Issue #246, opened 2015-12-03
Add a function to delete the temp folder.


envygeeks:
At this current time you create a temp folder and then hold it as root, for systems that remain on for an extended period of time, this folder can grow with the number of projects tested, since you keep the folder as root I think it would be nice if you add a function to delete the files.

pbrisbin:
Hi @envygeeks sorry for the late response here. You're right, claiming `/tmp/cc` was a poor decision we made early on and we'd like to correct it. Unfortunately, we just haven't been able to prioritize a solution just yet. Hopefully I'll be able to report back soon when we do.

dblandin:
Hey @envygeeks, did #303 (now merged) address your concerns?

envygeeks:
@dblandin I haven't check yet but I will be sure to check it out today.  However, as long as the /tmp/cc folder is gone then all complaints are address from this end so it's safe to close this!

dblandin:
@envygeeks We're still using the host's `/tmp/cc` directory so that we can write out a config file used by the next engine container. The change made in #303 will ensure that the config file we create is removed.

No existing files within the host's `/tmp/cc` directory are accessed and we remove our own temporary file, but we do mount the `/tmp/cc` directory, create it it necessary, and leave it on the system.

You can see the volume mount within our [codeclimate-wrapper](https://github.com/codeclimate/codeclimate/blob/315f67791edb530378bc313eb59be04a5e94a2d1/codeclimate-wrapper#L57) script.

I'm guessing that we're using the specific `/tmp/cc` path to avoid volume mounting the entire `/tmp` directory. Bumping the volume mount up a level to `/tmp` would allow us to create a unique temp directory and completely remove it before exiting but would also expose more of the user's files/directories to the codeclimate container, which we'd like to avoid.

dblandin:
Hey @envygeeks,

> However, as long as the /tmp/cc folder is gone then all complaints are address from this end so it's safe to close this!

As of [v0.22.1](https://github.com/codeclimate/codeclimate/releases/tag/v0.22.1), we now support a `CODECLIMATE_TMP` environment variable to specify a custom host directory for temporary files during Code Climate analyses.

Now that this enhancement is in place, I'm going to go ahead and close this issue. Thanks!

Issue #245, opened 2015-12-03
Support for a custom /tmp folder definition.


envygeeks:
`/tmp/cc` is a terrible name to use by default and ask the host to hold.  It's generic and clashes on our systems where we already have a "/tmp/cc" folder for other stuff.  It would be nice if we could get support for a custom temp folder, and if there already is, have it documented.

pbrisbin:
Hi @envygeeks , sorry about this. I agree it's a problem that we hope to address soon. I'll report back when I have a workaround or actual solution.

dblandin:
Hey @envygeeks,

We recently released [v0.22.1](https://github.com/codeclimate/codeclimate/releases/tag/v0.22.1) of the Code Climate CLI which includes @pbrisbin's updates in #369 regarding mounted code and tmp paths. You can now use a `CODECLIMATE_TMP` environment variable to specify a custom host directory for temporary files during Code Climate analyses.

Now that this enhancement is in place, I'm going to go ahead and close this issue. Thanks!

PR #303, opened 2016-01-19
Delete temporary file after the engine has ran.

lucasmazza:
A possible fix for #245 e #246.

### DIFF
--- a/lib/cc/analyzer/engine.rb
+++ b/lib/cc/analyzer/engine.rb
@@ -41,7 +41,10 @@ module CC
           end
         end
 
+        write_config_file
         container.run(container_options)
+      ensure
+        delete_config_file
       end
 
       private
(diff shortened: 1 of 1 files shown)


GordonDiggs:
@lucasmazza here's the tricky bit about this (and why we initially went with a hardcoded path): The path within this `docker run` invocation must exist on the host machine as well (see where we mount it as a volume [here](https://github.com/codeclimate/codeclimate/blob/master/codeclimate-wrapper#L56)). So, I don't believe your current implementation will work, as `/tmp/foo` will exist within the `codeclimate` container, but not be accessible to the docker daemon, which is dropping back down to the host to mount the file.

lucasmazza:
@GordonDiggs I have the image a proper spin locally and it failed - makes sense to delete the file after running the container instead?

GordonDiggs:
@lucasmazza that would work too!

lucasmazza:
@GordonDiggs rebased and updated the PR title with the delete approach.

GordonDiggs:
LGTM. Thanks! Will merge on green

* * *

* **PROBLEM DESCRIPTION**: Set down precisely the lines above between the line holding "Hi @envygeeks sorry" and the line holding "No existing files", inclusive, and nothing beyond them.

* **TASK OUTPUT**:
Hi @envygeeks sorry for the late response here. You're right, claiming `/tmp/cc` was a poor decision we made early on and we'd like to correct it. Unfortunately, we just haven't been able to prioritize a solution just yet. Hopefully I'll be able to report back soon when we do.

dblandin:
Hey @envygeeks, did #303 (now merged) address your concerns?

envygeeks:
@dblandin I haven't check yet but I will be sure to check it out today.  However, as long as the /tmp/cc folder is gone then all complaints are address from this end so it's safe to close this!

dblandin:
@envygeeks We're still using the host's `/tmp/cc` directory so that we can write out a config file used by the next engine container. The change made in #303 will ensure that the config file we create is removed.

No existing files within the host's `/tmp/cc` directory are accessed and we remove our own temporary file, but we do mount the `/tmp/cc` directory, create it it necessary, and leave it on the system.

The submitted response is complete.